If you are not chilled to the bone by the riots that college administrators and campus police allowed to erupt at the University of California at Berkeley on February 1, in response to the campus appearance of a single, mildly provocative conservative speaker, Milo Yiannopoulos, it is your civic duty to watch the videos below.

The power-addicted left has reacted to losing a single presidential election like a big, angry junkie thrashing and clawing for a fix. This national tantrum points up for all Americans just what a cyanide-soaked, exploding plutonium-anthrax bullet we dodged in Hillary Clinton. (NOTE: Raw footage and rough language.)

Progressive elites had soaked in the high-handed, lawless arrogance of Barack Obama, who swept in like a messiah and ruled like an absolute monarch — flouting Congress, falsifying the plain meaning of laws, and abusing executive authority with Nixonian abandon. The same elites had assumed that they would get to finish stuffing the U.S. Supreme Court with leftist judicial activists, and crown it once and for all as a permanent, sitting Constitutional convention. No conservative or Christian voters anywhere in America would really have any voice left after that.

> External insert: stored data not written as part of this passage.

PR #13725, opened 2018-12-24
disable error checking when building old versions

aaronmarkham:
## Description ##
This PR fixes a bug in the options settings for the docs build for the website publishing job in CI. If you ran master first the error checking would get turned on and then never turn off for the older versions.

## Testing
This will fail now:
./build_all_version.sh "master;v1.3.x" "master;1.3.1"
So the workaround is to run master last, but with this PR, it will work generating different versions in any order.

### DIFF
--- a/docs/build_version_doc/build_all_version.sh
+++ b/docs/build_version_doc/build_all_version.sh
@@ -122,6 +122,8 @@ function checkout () {
     git pull
     # master gets warnings as errors for Sphinx builds
     OPTS="-W"
+  else
+    OPTS=
   fi
   git submodule update --init --recursive
   cd ..


docs/build_version_doc/build_all_version.sh
```diff
@@ -122,6 +122,8 @@ function checkout () {
     git pull
     # master gets warnings as errors for Sphinx builds
     OPTS="-W"
+  else
```
sandeep-krishnamurthy: OPTS is already empty (set at line 47). Why is this required? If tag is master OPTS is set to "-w" otherwise it is left as is which is empty.

aaronmarkham: Once master gets called OPTS is set, but when another version is called it should be unset.

PR #13745, opened 2018-12-29
Fix the order of error term's operands

wlbksy:
Error term should be "actual minus predicted".

This PR should be no op, since all related error terms are either squared or transformed into absolute value.

### DIFF
--- a/python/mxnet/gluon/loss.py
+++ b/python/mxnet/gluon/loss.py
@@ -101,7 +101,7 @@ class Loss(HybridBlock):
 class L2Loss(Loss):
     r"""Calculates the mean squared error between `pred` and `label`.
 
-    .. math:: L = \frac{1}{2} \sum_i \vert {pred}_i - {label}_i \vert^2.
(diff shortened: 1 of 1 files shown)


python/mxnet/gluon/loss.py
```diff
@@ -101,7 +101,7 @@ def hybrid_forward(self, F, x, *args, **kwargs):
 class L2Loss(Loss):
     r"""Calculates the mean squared error between `pred` and `label`.
```
vishaalkapoor: by the same reasoning, this should be swapped as `label` is the subject.

vishaalkapoor: same elsewhere.

wlbksy: Thanks, good finding!

vishaalkapoor: Thanks!

vishaalkapoor:
LGTM!

Issue #13598, opened 2018-12-10
More fine-grained operator implementation dispatch & memory planning flow 


eric-haibin-lin:
## Existing Execution Flow
```
g = graph()
shapes = g.infer_shape()
types = g.infer_type()
storage_types, dispatch_modes = g.infer_storage_type()
memory_plan = nnvm::plan_memory() // which calls node.finplace_option(node.attr)
for node in g:
  fcompute = get_fcompute(node)
  fcompute(x)
```
### The drawback of the existing flow
- the selection of MKL/CPU/GPU/CUDNN implementation happens after graph attribute inference and memory planning, **memory planning is thus not aware of the implementation that will be used for execution in the future, which may result in sub-optimal result**. For example, the memory inplace option may vary depending on the accelerator backend (the new version of CUDNN enables x/dx inplace for _backward_conv).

The Left Has Abandoned Persuasion

And that’s the whole point: We’re not supposed to. Our views are illegitimate and evil, and don’t deserve the protection of law from violence and intimidation. It is up to the conscience of any given leftist to decide whether or not the views of a fellow citizen deserve to be tolerated. If they deem you too “offensive,” it’s fine to use force in shutting them down:

Government force, like California trying to yank routine federal funding to close or de-Christianize schools that followed the Bible on sexual ethics;

Corporate force, like Marquette University and Providence College acting to remove or harass conservative professors for expressing their views, or DePaul University banning conservative speakers;

Mob violence, which the “Antifa” thugs used at Berkeley to silence Milo;

Individual assault, like a punch in the face or a spray of pepper gas aimed at someone whose views are simply “offensive.”

That’s the left’s mode of operating these days: Not just defeating opponents, but stigmatizing, silencing and finally destroying its “enemies.” From Christian bakers and florists to highly accomplished executives like Brendan Eich of Mozilla and TV hosts like the Gaines family; from the Little Sisters of the Poor to wealthy philanthropist Betsy DeVos; no one is too small to escape being targeted, too innocent or eminent to avoid getting battered and smeared.

I’ll Defend to the Death Your Right to Say It

Now some of the views to which leftists object really might be offensive or wrong. We have no sympathy with a white separatist like Richard Spencer — except insofar as he is an American citizen speaking lawfully and civilly about political issues as our Constitution absolutely guarantees him the right to do — without getting sucker-punched by some passing coward.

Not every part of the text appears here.